# Smartwatch



## HalfEatenPie (Aug 15, 2016)

Anyone ever got/use a smartwatch?  How good is it?  


I've been thinking about getting one and have been looking around.  Moto 360 Gen 2 and Samsung Gear S2 looks interesting for me but I think I'd prefer the android wear simply because it'd integrate better with the OS.


I however also backed the kickstarter for Ticwatch 2.  I'm a bit iffy since I want a watch that actually looks like a watch and has complementary features which makes it "smart", I'd rather not have a square plate on my wrist that looks all sci-fi and stands out when wearing a suit.  I'd rather have it complement the suit.


Anyone have any thoughts and comments on it?  I saw there were also some really cheap ones on AliExpress, but I don't think any of those knockoff are really worth the time since I'd rather have the good experience.


----------



## k0nsl (Aug 15, 2016)

I bought one of those knock-off watches, and sure, it works fine and all, but I would rather buy something a bit "more solid". It feels very cheap —which it incidentally was too. When/if I am going to buy a new one, I would buy the Samsung Gear purely because I like how it looks, and also because my phones and tablet are Samsung too.


----------



## HalfEatenPie (Aug 15, 2016)

k0nsl said:


> I bought one of those knock-off watches, and sure, it works fine and all, but I would rather buy something a bit "more solid". It feels very cheap —which it incidentally was too. When/if I am going to buy a new one, I would buy the Samsung Gear purely because I like how it looks, and also because my phones and tablet are Samsung too.

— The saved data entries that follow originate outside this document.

PR #134, opened 2019-02-27
Include description & tags as official notebook metadata keys

rgbkrk:
This adds `description` and `tags` fields as top level keys for re-use and standardization.

### DIFF
--- a/nbformat/v4/nbformat.v4.schema.json
+++ b/nbformat/v4/nbformat.v4.schema.json
@@ -64,6 +64,19 @@
                     "description": "The title of the notebook document",
                     "type": "string"
                 },
+                "description": {
+                    "description": "A summary of the notebook",
+                    "type": "string"
+                },
+                "tags": {
+                    "description": "The cell's tags. Tags must be unique, and must not contain commas.",
+                    "type": "array",
+                    "uniqueItems": true,
+                    "items": {
+                        "type": "string",
+                        "pattern": "^[^,]+$"
+                    }
+                },
                 "authors": {
                     "description": "The author(s) of the notebook document",
                     "type": "array",
--- a/nbformat/v4/nbformat.v4.schema.json
+++ b/nbformat/v4/nbformat.v4.schema.json
@@ -69,7 +69,7 @@
                     "type": "string"
                 },
                 "tags": {
-                    "description": "The cell's tags. Tags must be unique, and must not contain commas.",
+                    "description": "Tags to classify a notebooks topics. Tags must be unique, and must not contain commas.",
                     "type": "array",
                     "uniqueItems": true,
                     "items": {


nbformat/v4/nbformat.v4.schema.json
```diff
@@ -64,6 +64,19 @@
                     "description": "The title of the notebook document",
                     "type": "string"
                 },
+                "description": {
+                    "description": "A summary of the notebook",
+                    "type": "string"
+                },
+                "tags": {
```
ellisonbg: I do think it makes sense to have a notion of notebook tags. Does this spec match that of the cell tags?

nbformat/v4/nbformat.v4.schema.json
```diff
@@ -64,6 +64,19 @@
                     "description": "The title of the notebook document",
                     "type": "string"
                 },
+                "description": {
```
ellisonbg: I think a description also makes sense.

bollwyvl:
+1 to description, -1 to more basically-unstructured tags that can't carry
a value.

nbformat/v4/nbformat.v4.schema.json
rgbkrk: Yeah, I almost re-used the xref it until I saw the description for the cell tags included mention of cells themselves and the purpose.

rgbkrk:
> The only longer term question I have is how this would relate to our initial efforts to begin to support the metadata schema of schema.org.

If it has an impact on the notebook format, I'd love to start seeing that over here in the jupyter org as part of nbformat.

westurner:
https://schema.org/about is the schema.org way to do tags.

- C: Class
- P: Property
- D: Domain
- R: Range

P: https://schema.org/about
- D: {https://schema.org/CreativeWork ,}
- R: https://schema.org/Thing
  - https://schema.org/name
  - https://schema.org/description
  - https://schema.org/identifier
  - https://schema.org/url

westurner:
The tags spec can minimize deduplication by specifying whether spaces, underscores, dashes, and other punctuation may occur in a tag.

Consider the following:
- n-e-u-r-o___science!!!1
- neuroscience
- neurosci

Ideally, tags in different languages can all point to the same URI/URL.

- name: science@en
- URL: https://en.wikipedia.org/wiki/Science
- .
- name: Ciencia@es
- url: https://es.wikipedia.org/wiki/Ciencia
- url: https://en.wikipedia.org/wiki/Science
- url: http://es.dbpedia.org/resource/Ciencia
- url: http://dbpedia.org/page/Science
  - owl:sameAs
- url: http://sw.cyc.com/concept/Mx4rwKQK2JwpEbGdrcN5Y29ycA

ellisonbg:
@rgbkrk I fully agree that we should bring over the parts of the metadata discussion related to the document format to this repo/org. While it is our intent to support schema.org, that is turning out to be a bit slippery. At first glance, the schema of schema.org is fairly clean, but from this page, it looks like it is a bit messier:

https://schema.org/docs/datamodel.html

Things like this:

> It is not an error for a schema.org entity description to include properties from several independent types, e.g. something might simultaneously be both a Book and a Product and be usefully described with properties from both types. 

We are also getting very prompt requests for extensibility of that schema. Based on this we are exploring more flexible ways of encoding and expressing schema like this, in a way that isn't complete chaos. 

Put another way, this is still a rough exploration and not ready for any concrete proposal yet. We will definitely be following up here though as we approach that point. The broader metadata story would probably eventually merit a Jupyter Enhancement Proposal.

ellisonbg:
And probably the closest thing in schema.org to the tags idea here is the `keywords` property on `CreativeWork`:

https://schema.org/keywords

In their case it is a comma delimited list. I am fine moving forward with the above proposed spec for tags, as it is consistent with how we are doing cell tags. If we eventually want to migrate this to a different schema, we can do that for both cell and notebook tags.

westurner:
- https://schema.org/keywords are not URIs
- https://schema.org/about is designed to work with URIs (which is worthwhile)

It looks like this:
```json
{"@type": "CreativeWork",
 "about": [
    {"name": "neuroscience"},
    {"name": "engineering"},
  ]
}
```

This is punting:
```json
{"@type": "CreativeWork",
 "keywords": "neuroscience, engineering; other things  and a"
}
```

And then we aren't stuck trying to shoehorn comma delimited strings into linked data later on (i.e just like CSV to CSVW (wherein CSV is tragically nearly useless)).

westurner:
How can you even? Seriously? Someone else can just parse the record into fields with commas - hopefully - later on, on their own?

rgbkrk:
Since this discussion isn't reaching anywhere recently, I'm going to close this. If it's being worked on again, feel free to re-open.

Yeah see that's what I was thinking.  My phone's a Samsung Galaxy S7, but the fact that Samsung went with their own OS instead of Android Wear like others do (e.g. Moto 360, LG Urbane 2, LG G Watch R, Huawei watch, ASUS Zenwatch, etc.), I don't know mate.  It seems like a bigger chance to get more applications and such to work if you stayed within the Android Wear Ecosystem.  However, what can I say since I'm currently backing the Ticwatch 2 which is trying to establish their own wearable ecosystem (however some claim will have a compatibility mode for Android Wear applications, but other people say it won't be true).  


But then again, I heard AMOLED provides a better experience and resolution than the IPS LED that the Moto 360 still only supports.  I've also heard the Samsung Gear S2 still is fairly underpowered and isn't as responsive (takes a half a second or two for your contacts to register).  


Again, from what I saw all smart watches so far look fairly huge on your arm.  It's why I've been looking at the Ticwatch 2, because it won't be as big as some of the watches there (although it still will for a bit) and from the looks of some reviews (comparing the size of both of them), the Ticwatch 2 looks smaller and better aesthetically than some of the other watch designs.  Also doesn't help Moto 360 Gen 1 and Gen 2 have the "flat tire", which is a dead area on the screen that contains the light sensors.  


I don't know man.  I have yet to make a concrete decision as to what would be the best.


----------



## RDPproviders (Feb 7, 2018)

working fine MOTO 360 Gen 2


----------



## noez (Sep 21, 2019)

I'm using a fitbit charge 3. Battery lasts 4-5 days and it's great in the gym


----------



## NFOrce (Aug 5, 2022)

I'm using Garmin Vivoactive 4, it's great for tracking various activities and showing notifications from the phone.


----------



## ITivan80 (Aug 8, 2022)

I used to have the following Samsung Gear S3 frontier. It worked well with my iphone for a while then it just stopped after many iOS software updates.


----------